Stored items
════════════════
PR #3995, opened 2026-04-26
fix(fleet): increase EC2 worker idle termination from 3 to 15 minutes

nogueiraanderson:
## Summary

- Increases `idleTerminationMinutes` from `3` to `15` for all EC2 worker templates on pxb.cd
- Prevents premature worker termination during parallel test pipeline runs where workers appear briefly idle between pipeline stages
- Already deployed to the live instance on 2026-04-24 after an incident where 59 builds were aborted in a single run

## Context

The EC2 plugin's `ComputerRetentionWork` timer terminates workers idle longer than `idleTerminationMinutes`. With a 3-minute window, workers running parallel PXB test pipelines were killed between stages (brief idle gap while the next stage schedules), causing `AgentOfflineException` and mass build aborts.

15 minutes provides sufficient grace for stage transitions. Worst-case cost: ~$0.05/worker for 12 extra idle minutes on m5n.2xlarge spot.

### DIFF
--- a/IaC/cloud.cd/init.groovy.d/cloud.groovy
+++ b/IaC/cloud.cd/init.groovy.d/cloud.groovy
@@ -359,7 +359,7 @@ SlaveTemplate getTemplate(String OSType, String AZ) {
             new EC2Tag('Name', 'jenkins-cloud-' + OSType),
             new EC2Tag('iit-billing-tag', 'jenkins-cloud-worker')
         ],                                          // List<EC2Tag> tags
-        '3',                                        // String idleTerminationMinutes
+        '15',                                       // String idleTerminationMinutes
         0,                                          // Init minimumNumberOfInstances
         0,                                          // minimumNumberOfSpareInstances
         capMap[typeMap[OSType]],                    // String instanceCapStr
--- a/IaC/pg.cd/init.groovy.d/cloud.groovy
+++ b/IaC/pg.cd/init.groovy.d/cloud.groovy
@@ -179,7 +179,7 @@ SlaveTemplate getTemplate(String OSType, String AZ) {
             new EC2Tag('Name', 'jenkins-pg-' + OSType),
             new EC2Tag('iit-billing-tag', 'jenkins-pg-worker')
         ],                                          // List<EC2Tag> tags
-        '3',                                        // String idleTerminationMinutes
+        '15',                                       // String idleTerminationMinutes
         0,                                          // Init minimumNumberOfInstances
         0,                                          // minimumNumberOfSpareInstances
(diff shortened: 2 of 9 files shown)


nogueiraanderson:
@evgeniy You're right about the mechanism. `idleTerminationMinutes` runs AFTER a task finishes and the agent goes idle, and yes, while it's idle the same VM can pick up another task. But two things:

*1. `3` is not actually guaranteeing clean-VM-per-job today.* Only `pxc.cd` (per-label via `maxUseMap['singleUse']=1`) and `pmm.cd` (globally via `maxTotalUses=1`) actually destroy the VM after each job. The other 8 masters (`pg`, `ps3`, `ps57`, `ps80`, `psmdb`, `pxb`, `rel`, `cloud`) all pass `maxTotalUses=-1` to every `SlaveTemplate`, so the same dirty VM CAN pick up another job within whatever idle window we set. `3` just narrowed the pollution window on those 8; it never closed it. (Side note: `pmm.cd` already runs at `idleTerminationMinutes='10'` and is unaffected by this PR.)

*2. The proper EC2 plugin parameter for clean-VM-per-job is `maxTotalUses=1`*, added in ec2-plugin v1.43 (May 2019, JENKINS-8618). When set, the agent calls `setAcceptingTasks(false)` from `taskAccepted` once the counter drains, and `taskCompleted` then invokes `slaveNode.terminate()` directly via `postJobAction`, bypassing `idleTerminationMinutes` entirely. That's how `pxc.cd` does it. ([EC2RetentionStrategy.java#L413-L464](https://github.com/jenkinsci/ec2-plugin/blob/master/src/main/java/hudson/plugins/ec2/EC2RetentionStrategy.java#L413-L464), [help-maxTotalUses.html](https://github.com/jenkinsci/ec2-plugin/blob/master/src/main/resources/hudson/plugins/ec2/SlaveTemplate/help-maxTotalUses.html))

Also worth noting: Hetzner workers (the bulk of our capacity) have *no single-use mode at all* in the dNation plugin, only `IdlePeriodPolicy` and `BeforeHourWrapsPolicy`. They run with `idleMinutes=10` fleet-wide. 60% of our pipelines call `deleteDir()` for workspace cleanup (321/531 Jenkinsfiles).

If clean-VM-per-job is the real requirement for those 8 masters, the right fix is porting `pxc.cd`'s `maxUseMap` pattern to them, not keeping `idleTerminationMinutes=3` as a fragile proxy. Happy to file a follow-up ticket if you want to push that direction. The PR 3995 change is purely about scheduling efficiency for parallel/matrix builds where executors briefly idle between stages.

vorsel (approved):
════════════════
• _Requirement_
Starting at the first entry and ending at the last, reproduce each one exactly.

• _Solution to this problem_
PR #3995, opened 2026-04-26
fix(fleet): increase EC2 worker idle termination from 3 to 15 minutes

nogueiraanderson:
## Summary

- Increases `idleTerminationMinutes` from `3` to `15` for all EC2 worker templates on pxb.cd
- Prevents premature worker termination during parallel test pipeline runs where workers appear briefly idle between pipeline stages
- Already deployed to the live instance on 2026-04-24 after an incident where 59 builds were aborted in a single run

## Context

The EC2 plugin's `ComputerRetentionWork` timer terminates workers idle longer than `idleTerminationMinutes`. With a 3-minute window, workers running parallel PXB test pipelines were killed between stages (brief idle gap while the next stage schedules), causing `AgentOfflineException` and mass build aborts.

15 minutes provides sufficient grace for stage transitions. Worst-case cost: ~$0.05/worker for 12 extra idle minutes on m5n.2xlarge spot.

### DIFF
--- a/IaC/cloud.cd/init.groovy.d/cloud.groovy
+++ b/IaC/cloud.cd/init.groovy.d/cloud.groovy
@@ -359,7 +359,7 @@ SlaveTemplate getTemplate(String OSType, String AZ) {
             new EC2Tag('Name', 'jenkins-cloud-' + OSType),
             new EC2Tag('iit-billing-tag', 'jenkins-cloud-worker')
         ],                                          // List<EC2Tag> tags
-        '3',                                        // String idleTerminationMinutes
+        '15',                                       // String idleTerminationMinutes
         0,                                          // Init minimumNumberOfInstances
         0,                                          // minimumNumberOfSpareInstances
         capMap[typeMap[OSType]],                    // String instanceCapStr
--- a/IaC/pg.cd/init.groovy.d/cloud.groovy
+++ b/IaC/pg.cd/init.groovy.d/cloud.groovy
@@ -179,7 +179,7 @@ SlaveTemplate getTemplate(String OSType, String AZ) {
             new EC2Tag('Name', 'jenkins-pg-' + OSType),
             new EC2Tag('iit-billing-tag', 'jenkins-pg-worker')
         ],                                          // List<EC2Tag> tags
-        '3',                                        // String idleTerminationMinutes
+        '15',                                       // String idleTerminationMinutes
         0,                                          // Init minimumNumberOfInstances
         0,                                          // minimumNumberOfSpareInstances
(diff shortened: 2 of 9 files shown)


nogueiraanderson:
@evgeniy You're right about the mechanism. `idleTerminationMinutes` runs AFTER a task finishes and the agent goes idle, and yes, while it's idle the same VM can pick up another task. But two things:

*1. `3` is not actually guaranteeing clean-VM-per-job today.* Only `pxc.cd` (per-label via `maxUseMap['singleUse']=1`) and `pmm.cd` (globally via `maxTotalUses=1`) actually destroy the VM after each job. The other 8 masters (`pg`, `ps3`, `ps57`, `ps80`, `psmdb`, `pxb`, `rel`, `cloud`) all pass `maxTotalUses=-1` to every `SlaveTemplate`, so the same dirty VM CAN pick up another job within whatever idle window we set. `3` just narrowed the pollution window on those 8; it never closed it. (Side note: `pmm.cd` already runs at `idleTerminationMinutes='10'` and is unaffected by this PR.)

*2. The proper EC2 plugin parameter for clean-VM-per-job is `maxTotalUses=1`*, added in ec2-plugin v1.43 (May 2019, JENKINS-8618). When set, the agent calls `setAcceptingTasks(false)` from `taskAccepted` once the counter drains, and `taskCompleted` then invokes `slaveNode.terminate()` directly via `postJobAction`, bypassing `idleTerminationMinutes` entirely. That's how `pxc.cd` does it. ([EC2RetentionStrategy.java#L413-L464](https://github.com/jenkinsci/ec2-plugin/blob/master/src/main/java/hudson/plugins/ec2/EC2RetentionStrategy.java#L413-L464), [help-maxTotalUses.html](https://github.com/jenkinsci/ec2-plugin/blob/master/src/main/resources/hudson/plugins/ec2/SlaveTemplate/help-maxTotalUses.html))

Also worth noting: Hetzner workers (the bulk of our capacity) have *no single-use mode at all* in the dNation plugin, only `IdlePeriodPolicy` and `BeforeHourWrapsPolicy`. They run with `idleMinutes=10` fleet-wide. 60% of our pipelines call `deleteDir()` for workspace cleanup (321/531 Jenkinsfiles).

If clean-VM-per-job is the real requirement for those 8 masters, the right fix is porting `pxc.cd`'s `maxUseMap` pattern to them, not keeping `idleTerminationMinutes=3` as a fragile proxy. Happy to file a follow-up ticket if you want to push that direction. The PR 3995 change is purely about scheduling efficiency for parallel/matrix builds where executors briefly idle between stages.

vorsel (approved):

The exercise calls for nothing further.